PROMPT ->
A single number is required: how many lines in the records below contain "context".

PROVIDED ENTRIES ->
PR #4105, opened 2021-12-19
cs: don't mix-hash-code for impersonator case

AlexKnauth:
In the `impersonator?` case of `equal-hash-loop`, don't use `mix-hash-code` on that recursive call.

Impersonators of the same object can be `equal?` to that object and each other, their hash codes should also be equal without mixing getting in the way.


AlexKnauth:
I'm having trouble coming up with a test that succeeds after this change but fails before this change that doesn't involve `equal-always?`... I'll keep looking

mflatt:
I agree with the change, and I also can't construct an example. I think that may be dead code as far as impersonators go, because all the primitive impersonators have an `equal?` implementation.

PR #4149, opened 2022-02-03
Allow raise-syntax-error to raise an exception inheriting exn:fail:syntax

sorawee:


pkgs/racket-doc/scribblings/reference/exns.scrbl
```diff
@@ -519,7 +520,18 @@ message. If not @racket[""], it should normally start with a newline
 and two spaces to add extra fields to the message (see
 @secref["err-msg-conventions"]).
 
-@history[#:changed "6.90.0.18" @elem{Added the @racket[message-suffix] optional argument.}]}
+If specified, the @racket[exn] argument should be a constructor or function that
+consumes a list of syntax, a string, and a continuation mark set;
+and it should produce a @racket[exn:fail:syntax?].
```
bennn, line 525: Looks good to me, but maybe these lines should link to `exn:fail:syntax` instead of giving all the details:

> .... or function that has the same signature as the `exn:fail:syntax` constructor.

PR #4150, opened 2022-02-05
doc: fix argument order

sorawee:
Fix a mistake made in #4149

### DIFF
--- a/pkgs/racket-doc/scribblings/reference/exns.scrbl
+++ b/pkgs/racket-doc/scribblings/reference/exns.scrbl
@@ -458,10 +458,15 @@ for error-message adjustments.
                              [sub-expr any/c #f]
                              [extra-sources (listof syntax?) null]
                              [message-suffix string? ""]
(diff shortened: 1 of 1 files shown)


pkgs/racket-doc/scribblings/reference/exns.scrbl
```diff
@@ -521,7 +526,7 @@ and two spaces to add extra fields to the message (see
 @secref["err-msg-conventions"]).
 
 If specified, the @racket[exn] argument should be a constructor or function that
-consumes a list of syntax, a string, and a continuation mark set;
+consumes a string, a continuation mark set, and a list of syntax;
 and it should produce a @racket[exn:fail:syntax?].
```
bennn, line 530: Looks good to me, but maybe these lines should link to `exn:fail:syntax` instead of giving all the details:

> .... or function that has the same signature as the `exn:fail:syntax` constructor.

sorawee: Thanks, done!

==

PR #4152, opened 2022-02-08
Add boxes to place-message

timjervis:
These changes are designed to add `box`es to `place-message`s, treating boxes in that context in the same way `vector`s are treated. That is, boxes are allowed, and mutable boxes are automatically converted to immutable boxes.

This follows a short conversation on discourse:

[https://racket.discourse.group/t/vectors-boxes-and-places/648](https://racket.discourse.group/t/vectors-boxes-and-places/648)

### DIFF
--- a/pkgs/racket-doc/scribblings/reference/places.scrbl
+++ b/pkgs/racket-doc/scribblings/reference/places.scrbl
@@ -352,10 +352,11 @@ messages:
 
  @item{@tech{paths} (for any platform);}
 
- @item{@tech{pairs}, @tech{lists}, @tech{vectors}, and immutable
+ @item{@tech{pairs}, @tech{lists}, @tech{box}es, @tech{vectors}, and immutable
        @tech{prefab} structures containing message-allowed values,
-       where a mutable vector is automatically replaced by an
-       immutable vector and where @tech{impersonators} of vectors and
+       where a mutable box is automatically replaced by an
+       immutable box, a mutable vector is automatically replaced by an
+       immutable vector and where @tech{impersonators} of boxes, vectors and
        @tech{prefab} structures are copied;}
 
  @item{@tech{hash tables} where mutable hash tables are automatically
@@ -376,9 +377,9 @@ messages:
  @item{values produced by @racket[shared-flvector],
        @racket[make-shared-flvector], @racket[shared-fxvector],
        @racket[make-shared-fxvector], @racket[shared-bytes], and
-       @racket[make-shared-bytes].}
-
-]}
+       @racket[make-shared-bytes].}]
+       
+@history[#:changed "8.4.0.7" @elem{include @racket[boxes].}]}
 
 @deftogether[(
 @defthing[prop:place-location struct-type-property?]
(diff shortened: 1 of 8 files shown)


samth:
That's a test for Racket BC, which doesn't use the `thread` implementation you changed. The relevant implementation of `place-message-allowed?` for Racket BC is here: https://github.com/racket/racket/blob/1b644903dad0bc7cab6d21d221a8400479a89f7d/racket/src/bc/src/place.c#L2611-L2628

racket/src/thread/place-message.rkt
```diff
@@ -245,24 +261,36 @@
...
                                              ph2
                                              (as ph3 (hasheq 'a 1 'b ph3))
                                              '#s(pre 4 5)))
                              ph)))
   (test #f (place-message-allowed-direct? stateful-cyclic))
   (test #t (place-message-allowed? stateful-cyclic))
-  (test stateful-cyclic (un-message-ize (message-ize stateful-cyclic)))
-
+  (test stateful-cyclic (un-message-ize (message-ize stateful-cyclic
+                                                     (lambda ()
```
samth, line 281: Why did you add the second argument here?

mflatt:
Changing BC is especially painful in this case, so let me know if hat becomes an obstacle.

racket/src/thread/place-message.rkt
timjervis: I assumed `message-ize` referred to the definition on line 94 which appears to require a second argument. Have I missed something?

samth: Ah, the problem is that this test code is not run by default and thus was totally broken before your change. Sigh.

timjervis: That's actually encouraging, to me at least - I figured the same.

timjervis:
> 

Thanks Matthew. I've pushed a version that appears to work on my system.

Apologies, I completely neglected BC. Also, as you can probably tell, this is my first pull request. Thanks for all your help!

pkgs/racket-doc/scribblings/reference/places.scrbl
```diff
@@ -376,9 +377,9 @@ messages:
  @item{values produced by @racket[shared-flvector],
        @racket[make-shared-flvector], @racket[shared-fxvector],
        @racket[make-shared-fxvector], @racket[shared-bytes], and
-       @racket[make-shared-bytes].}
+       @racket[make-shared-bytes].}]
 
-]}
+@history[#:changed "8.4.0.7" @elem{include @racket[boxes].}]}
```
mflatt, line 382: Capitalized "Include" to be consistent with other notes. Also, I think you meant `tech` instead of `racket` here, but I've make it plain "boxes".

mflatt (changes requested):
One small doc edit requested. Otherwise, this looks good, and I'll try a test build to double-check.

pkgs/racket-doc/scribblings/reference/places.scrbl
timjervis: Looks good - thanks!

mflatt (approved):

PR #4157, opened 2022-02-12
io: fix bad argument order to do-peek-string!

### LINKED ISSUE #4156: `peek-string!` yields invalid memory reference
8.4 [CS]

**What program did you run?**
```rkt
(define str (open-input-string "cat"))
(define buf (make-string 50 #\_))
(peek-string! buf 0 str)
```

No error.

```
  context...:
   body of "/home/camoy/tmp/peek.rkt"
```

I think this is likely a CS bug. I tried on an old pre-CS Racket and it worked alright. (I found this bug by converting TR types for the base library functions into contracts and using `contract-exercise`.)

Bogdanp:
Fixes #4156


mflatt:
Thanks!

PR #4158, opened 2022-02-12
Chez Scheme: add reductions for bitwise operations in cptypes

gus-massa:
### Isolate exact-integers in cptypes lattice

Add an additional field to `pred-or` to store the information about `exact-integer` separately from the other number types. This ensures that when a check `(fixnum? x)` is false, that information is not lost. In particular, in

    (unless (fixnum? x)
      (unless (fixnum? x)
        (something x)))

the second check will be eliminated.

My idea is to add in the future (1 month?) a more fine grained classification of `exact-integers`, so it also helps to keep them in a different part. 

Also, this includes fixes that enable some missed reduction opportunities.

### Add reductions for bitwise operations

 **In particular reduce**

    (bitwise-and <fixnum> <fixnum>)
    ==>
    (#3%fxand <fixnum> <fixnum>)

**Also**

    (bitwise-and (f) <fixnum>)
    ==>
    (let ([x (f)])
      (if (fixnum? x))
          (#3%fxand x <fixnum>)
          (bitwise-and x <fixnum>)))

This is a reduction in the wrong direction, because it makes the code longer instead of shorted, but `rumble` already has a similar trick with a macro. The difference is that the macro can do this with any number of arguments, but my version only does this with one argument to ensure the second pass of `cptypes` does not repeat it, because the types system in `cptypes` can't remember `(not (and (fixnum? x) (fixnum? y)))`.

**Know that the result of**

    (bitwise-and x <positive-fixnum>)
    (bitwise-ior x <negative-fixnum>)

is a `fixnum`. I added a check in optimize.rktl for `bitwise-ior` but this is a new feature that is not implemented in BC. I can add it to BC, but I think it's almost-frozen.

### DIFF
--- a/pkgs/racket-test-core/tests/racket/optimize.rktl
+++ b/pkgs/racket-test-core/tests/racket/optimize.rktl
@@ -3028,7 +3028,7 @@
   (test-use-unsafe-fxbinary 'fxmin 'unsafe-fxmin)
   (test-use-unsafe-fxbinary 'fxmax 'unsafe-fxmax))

...

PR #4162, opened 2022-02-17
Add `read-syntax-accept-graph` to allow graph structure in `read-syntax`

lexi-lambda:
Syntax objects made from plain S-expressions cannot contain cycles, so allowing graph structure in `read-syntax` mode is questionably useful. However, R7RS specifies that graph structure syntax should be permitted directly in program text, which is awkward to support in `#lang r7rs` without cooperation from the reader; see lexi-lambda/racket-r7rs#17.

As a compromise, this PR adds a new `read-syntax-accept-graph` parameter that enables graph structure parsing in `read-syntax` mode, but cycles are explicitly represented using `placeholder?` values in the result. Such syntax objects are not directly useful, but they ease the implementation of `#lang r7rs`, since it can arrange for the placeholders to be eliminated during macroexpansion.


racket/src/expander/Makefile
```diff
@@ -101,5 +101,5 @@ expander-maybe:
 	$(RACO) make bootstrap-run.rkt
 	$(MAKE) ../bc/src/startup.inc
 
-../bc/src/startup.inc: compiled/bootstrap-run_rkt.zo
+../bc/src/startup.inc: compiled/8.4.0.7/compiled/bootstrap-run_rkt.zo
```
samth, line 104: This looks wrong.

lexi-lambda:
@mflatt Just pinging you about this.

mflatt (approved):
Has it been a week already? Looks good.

WRITTEN SOLUTION ->
2